Friday, February 18, 2011
It all started when she asked if I would read her a bedtime story from the Bible storybook. The book opens innocently enough with the story of creation. There are lions and tigers and bears, and naked people being created from dust. (At this point in the story you’d think questions would arise, but no, kids just seem to go along with it at face value. Which is exactly the reason I've had to work so hard to convince Lucie that turtleneck shirts are not actually made from the necks of turtles.)
"Do you know why Adam and Eve are sad?" I asked, pointing at the picture of them sorrowfully leaving the garden. "I sure do, " Lucie assured me. "They are sad because they don't have any parents." Impressive, huh? Clearly, she’d been processing and following along. "Well there is that," I prodded her, "and also they have to leave the beautiful garden because they disobeyed God."
"Of course they were bad," Lucie sighed in complete exasperation. "Remember??? There aren't any parents??"
A mere three pages into the book comes Cain and Abel, who slaughter a lamb for sacrifice and then turn their weapons on each other. Followed up by Noah who floats off in his ark while the rest of humanity drowns. This is Quentin Tarentino movie material, not the stuff sweet dreams are made of. We looked at the picture of Cain laying a lamb on the altar for a long time as Lucie tried to wrap her mind around a God who asked for death and sacrifice. I could tell it was a bit of religious whiplash for her to go from the cozy nativity story to the brutality of Genesis.

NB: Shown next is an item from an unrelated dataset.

PR #870, opened 2018-12-29
update travis build to include php 7.3 (fixes #794)

### LINKED ISSUE #794: Prepare EE for PHP 7.3
**Describe the bug**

That night we got to close with the rainbow, but I know how the book ends and the lessons that lay ahead. In the meantime, I'll continue to gloss over the facts behind Baby Moses' river adventure, and leave the bigger questions to Lucie. Like whether or not it rains where God is? Or does God ever have to go potty?
|Picture by Grayson (our 9 year-old)|
Therapists have been coming to the house since the first week of January, evaluating Violet's delays. At her last check in, she had about 15 simple words in her vocabulary -- about 100 words under the charts for a 2-year-old baby. Still, Rob and I had a hard time being convinced that anything was wrong; Violet has always followed along her own little curve. Not to mention the incessant noise coming out of Lucie's mouth, all at a decibel that I'm sure makes our poor dog want to run in front of a car. How's a girl supposed to compete with that?
And then, out of nowhere, a little miracle brought on by my leaving the house for chicken Mcnuggets. Now she's spewing out words faster than a speeding train, like it is some sort of talking competition. She knows most of her colors (chart THAT, Ms. Therapist!) and is obsessed with all things yellow. She loves to go, much like a dog who gets his leash when you jingle your keys. She prefers Dora over Diego, but will sit through Sesame Street in a pinch. She requests more bananas than a monkey with an allowance. She thinks every bottle of milk is delicioso! (as Dora would say).
We had our first conversation this morning over a cup of tea. It went something like this:
V: "Mama's cup of tea?"
J: "Yep, Mama's cup of tea."
V: "Tea hot."
J: "Yes, tea is very hot."
V: "Me no blow mama's tea?"
J: "No, I will blow it. It is too hot."
V: "Oh yeah. Mama blow dat hot tea."
With this kind of reasoning, I’d love to see what she could do with health care reform. Plus, it is impossible to argue with someone wearing fuzzy Minnie Mouse pajamas.